Records from a data source:
Issue #2822, opened 2023-03-14
.cache/kopia isn't fully tagged with CACHEDIR.TAG


Juerd:
Kopia will put a CACHEDIR.TAG file in a blob cache to facilitate skipping its own directory when creating a snapshot, but the file is not present in the base of the cache directory (e.g. `~/.cache/kopia`), which results in backups of `cli-logs`, `content-logs` and `<hash>/server-contents`. While I feel that none of these should be backed up by default, at least the `server-contents` cache should probably be treated the same way as the blob cache, because it is large and redundant with the contents of the backup itself.

jkowalski:
+1. That should be a quick and easy fix. PR welcome.

israel-lugo:
I just recently started using Kopia, and was surprised to see that `--ignore-cache-dirs` doesn't make Kopia ignore its own cache.

I'm much more worried about the <hash>/server-contents than the logs; on the first machine I looked at, server-contents is over 1 GiB. Logs themselves, I don't see why they shouldn't be backed up (although it's weird that they're stored in a cache directory). But server-contents really shouldn't be.

Could someone please take a second look at the PR or create a new one?

PR #3147, opened 2023-07-15
fix(cli): write CACHEDIR.TAG to log directories

NickIAm:
Write a CACHEDIR.TAG file to the ~/.cache/kopia directory to exclude cli-logs and address #2822. Get the path to write the cachetag file by going up 1 level from the content cache where it was previously written.


jkowalski:
can we write the marker to the logs directory directly instead of the parent?

NickIAm:
Yeah I can change it. Didn't realize that logs are in a different directory on Mac, I don't have access to one.

PR #4472, opened 2025-03-25
Increase rclone startup timeout

### LINKED ISSUE #2573: unable to start rclone: timed out waiting for rclone to start
1/3 `snapshot create` execution I got `unable to start rclone: timed out waiting for rclone to start`
**Version**: kopia:20221110.0.161523
**Backend**:  rclone mouting gdrive.

command executed
```bash
docker run --rm --hostname $(hostname) \
-e KOPIA_PASSWORD=xxxxxxxxxxx \
    -v /mnt/user/appdata/kopia/config:/app/config \
    -v /mnt/user/appdata/kopia/cache:/app/cache \
    -v /mnt/user/appdata/kopia/logs:/app/logs \
    -v /mnt:/mnt \
    -v /boot/config/plugins/rclone/.rclone.conf:/app/rclone/rclone.conf \
kopia/kopia:20221110.0.161523 snapshot create \
/mnt/user/appdata
```

### LINKED ISSUE #4471: Configuring storage fails because the rclone timeout is too low
(Using KopiaUI 0.19.0 on Windows), when configuring with rclone, it failed with "Connect Error: INTERNAL: internal server error: unable to start rclone: timed out waiting for rclone to start". My rclone configuration takes several minutes to connect, and apparently the timeout is too low for this to work.

See #2573.

93Pd9s8Jt:
Increase rclone startup timeout from 15 seconds to 15 minutes
Should fix #2573


julio-lopez (changes requested):
Instead of changing the fixed value, make the value configurable,  persist it in the configuration and use the same default value as before.

93Pd9s8Jt:
> Instead of changing the fixed value, make the value configurable, persist it in the configuration and use the same default value as before.

To my understanding, it is already configurable:
https://github.com/kopia/kopia/blob/master/repo/blob/rclone/rclone_storage.go#L348-L351

However, this is useless on the UI builds, for which you can't modify the configuration (at least, I couldn't see how to).
In addition, a timeout should be a lower bound, and rclone configurations can easily exceed 15 seconds. It should not block me from using the app.

93Pd9s8Jt:
@julio-lopez , please could you have another look at this?

julio-lopez:
The rclone storage provider has a `StartupTimeout` option that is not exposed through the CLI. The right approach is to expose this option through the CLI. Once it is exposed through the CLI, then it could be exposed through the UI as well. Modifying the default value is not desirable.

93Pd9s8Jt:
@julio-lopez I would say modifying the default value is desirable, because it clearly blocks me and others from using kopia. If it is higher, I do not see any downsides major enough to warrant blocking people from using the app.
Whilst I agree it would be desirable to expose the option, my knowledge of go (i.e. none) isn't good enough to implement that. So this is therefore necessary as an intermeditary stopgap solution. If you disagree, please clo

repo/blob/rclone/rclone_storage.go
```diff
@@ -32,7 +32,7 @@ const (
 	defaultRCloneExe = "rclone"
 
 	// rcloneStartupTimeout is the time we wait for rclone to print the https address it's serving at.
-	rcloneStartupTimeout = 15 * time.Second
+	rcloneStartupTimeout = 15 * time.Minute
```
jkowalski, line 35: the default of 15 minutes is way too high, I would be ok with 1 minute

+1 to what Julio says about making it configurable. Configuration options like this are actually quite easy to expose in the CLI and UI.

93Pd9s8Jt: @jkowalski 
My current rclone config takes 3 minutes and 10 seconds to start up. (I realise this may not be normal, but nevertheless.) So I wouldn't mind 5 minutes, but 1 minute wouldn't help me (though might resolve others' problems). 

I believe you when you say it would be easy, but I'm not confident enough in my own programming knowledge to attempt this with no knowledge of go.

jkowalski: Adding a field in UI configuration is easily copy-pasteable:

You need to change:

https://github.com/kopia/htmlui/blob/main/src/components/SetupRepositoryRclone.jsx

Adding `OptionalNumberField` for a field named `startupTimeout` should do the trick.

https://github.com/kopia/htmlui/blob/1e35b648ac5a9444dce2d07fdbede9abb78daf83/src/components/SetupRepositorySFTP.jsx#L62C17-L62C103 is an example.

Instructions for testing UI changes are in the readme file.

93Pd9s8Jt: Okay, that does look easy enough to implement, but I can't get it to build on my system.

jkowalski: you need to install `npm` from NodeJS and then `npm install` in `htmlui` directory followed by `npm run build` should do the trick.

`npm run serve` should launch the UI for testing.

93Pd9s8Jt: So the readme says to run `go run . server start --insecure --without-password --disable-csrf-token-checks --log-level=debug  --config-file=$HOME/.config/kopia/disabled/repository-dev.config` to start the server (running in kopia directory), which works and serves a webpage on port 51515.
Then I ran npm etc. and it served on port 3000 and failed to load.

93Pd9s8Jt: It looks like running the server builds with the html from htmlui?

93Pd9s8Jt:
Am I correct in understanding (given #4543 was merged) that the change needs to be made to htmlui rather than this repository, and so this pull request can be closed?

Issue #4341, opened 2025-01-09
export command cleanup. missing newline on stdout output. non functional commands. mismatch in docs


taltamir:
#4020 added export command. there are some minor things leftover to resolve

1. when exporting a policy to stdout instead of a file, it is missing a newline at the end. which causes graphical glitches in bash as per image below:
![missing-newline](https://github.com/user-attachments/assets/93bc2607-50b1-4fd7-8349-0a6c630aae2e)

#4476 adds new line after output

---

2. The documentation (both online and in --help) is incorrect.

both say you can use 4 methods to specify a target:
a. `user@host` - does not work.
b. `@host` - does not work
c. `user@host:path` - works
d. `-global` (online docs) or `--global` (--help documentation) - the correct one is using two dashes.

----

3. the online docs at:
https://kopia.io/docs/reference/command-line/common/policy-export/
need to be modified with current info. as various things are outdated or incorrect there. it should just copy paste the info from --help after fixing it.

as of v0.18.2 --help outputs:
```
usage: kopia policy export [<flags>] [<target>...]
Exports the policy to the specified file, or to stdout if none is specified.

Flags:
      --[no-]help             Show context-sensitive help (also try --help-long and
                              --help-man).
      --[no-]version          Show application version.
      --log-file=LOG-FILE     Override log file.
      --log-dir="/home/t/.cache/kopia"  
                              Directory where log files should be written. ($KOPIA_LOG_DIR)
      --log-level=info        Console log level
      --file-log-level=debug  File log level
      --[no-]help-full        Show help for all commands, including hidden
      --config-file="repository.config"  
                              Specify the config file to use ($KOPIA_CONFIG_PATH)
  -p, --password=PASSWORD     Repository password. ($KOPIA_PASSWORD)
      --[no-]persist-credentials  
                              Persist credentials ($KOPIA_PERSIST_CREDENTIALS_ON_CONNECT)
      --[no-]use-keyring      Use Gnome Keyring for storing repository password.
                              ($KOPIA_USE_KEYRING)
      --to-file=TO-FILE       File path to export to
      --[no-]overwrite        Overwrite the file if it exists
      --[no-]global           Select the global policy.

Args:
  [<target>]  Select a particular policy ('user@host','@host','user@host:path' or a local
              path). Use --global to target the global policy.

```

#4479 partially addresses documentation issues mentioned in 2 and 3 by making it show double dash instead of em-dash. em-dash is incorrect.

taltamir:
[...]

PR #4479, opened 2025-03-31
fix(site): escape flags with backticks

blenderfreaky:
In the generated markdown docs, flags like `--foo` inside help texts currently get pretty-printed as `–foo` with an em-dash.

This PR applies backticks via a regex replacement (run by `cli2md`), so that they appear as `--foo` in the docs but remain as --foo (without backticks) in the CLI output.

See also #4341

### DIFF
--- a/tools/cli2md/cli2md.go
+++ b/tools/cli2md/cli2md.go
@@ -32,11 +32,12 @@ const (
 	dirMode = 0o750
 )
 
+// The group at the start is to avoid matching things like "in-place"
+var escapeFlagsRe = regexp.MustCompile(`(^|\s)(--?\w+[-\w]*)`)
+
 // escapeFlags escapes command-line flag references in help text by wrapping them in backticks
 func escapeFlags(text string) string {
-	// The group at the start is to avoid matching things like "in-place"
-	re := regexp.MustCompile(`(^|\s)(-[-\w]+)`)
-	return re.ReplaceAllString(text, "$1`$2`")
+	return escapeFlagsRe.ReplaceAllString(text, "$1`$2`")
 }
 
 //nolint:gochecknoglobals
--- a/tools/cli2md/cli2md.go
+++ b/tools/cli2md/cli2md.go
@@ -32,10 +32,10 @@ const (
 	dirMode = 0o750
 )
 
-// The group at the start is to avoid matching things like "in-place"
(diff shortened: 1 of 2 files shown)


tools/cli2md/cli2md.go
```diff
@@ -31,6 +32,13 @@ const (
 	dirMode = 0o750
 )
 
+// escapeFlags escapes command-line flag references in help text by wrapping them in backticks
+func escapeFlags(text string) string {
```
julio-lopez, line 36: Please add a test for `escapeFlags`

julio-lopez (changes requested):

julio-lopez (changes requested):

tools/cli2md/cli2md.go
```diff
@@ -31,6 +32,13 @@ const (
...
+	// The group at the start is to avoid matching things like "in-place"
+	re := regexp.MustCompile(`(^|\s)(-[-\w]+)`)
```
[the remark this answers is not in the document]
blenderfreaky: Good catch, it does infact match `---` (this actually comes up once in snapshot-copy-history)

Your regex looks good and all tests pass with it. Don't see any issues with it

tools/cli2md/cli2md.go
```diff
@@ -31,6 +32,14 @@ const (
 	dirMode = 0o750
 )
 
+// The group at the start is to avoid matching things like "in-place"
```
julio-lopez, line 35:
```suggestion
// The group at the start is to avoid matching things like "in-place".
```

tools/cli2md/cli2md.go
```diff
@@ -31,6 +32,14 @@ const (
...
+var escapeFlagsRe = regexp.MustCompile(`(^|\s)(--?\w+[-\w]*)`)
+
+// escapeFlags escapes command-line flag references in help text by wrapping them in backticks
```
julio-lopez, line 38:
```suggestion
// escapeFlags escapes command-line flag references in help text by wrapping them in backticks.
```

julio-lopez (changes requested):

julio-lopez (approved):

blenderfreaky:
Thanks for the merge! ^^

— ACTIVITY —
Which lines above contain the word "rcloneStartupTimeout"? List them.

— TASK SOLUTION —
 	// rcloneStartupTimeout is the time we wait for rclone to print the https address it's serving at.
-	rcloneStartupTimeout = 15 * time.Second
+	rcloneStartupTimeout = 15 * time.Minute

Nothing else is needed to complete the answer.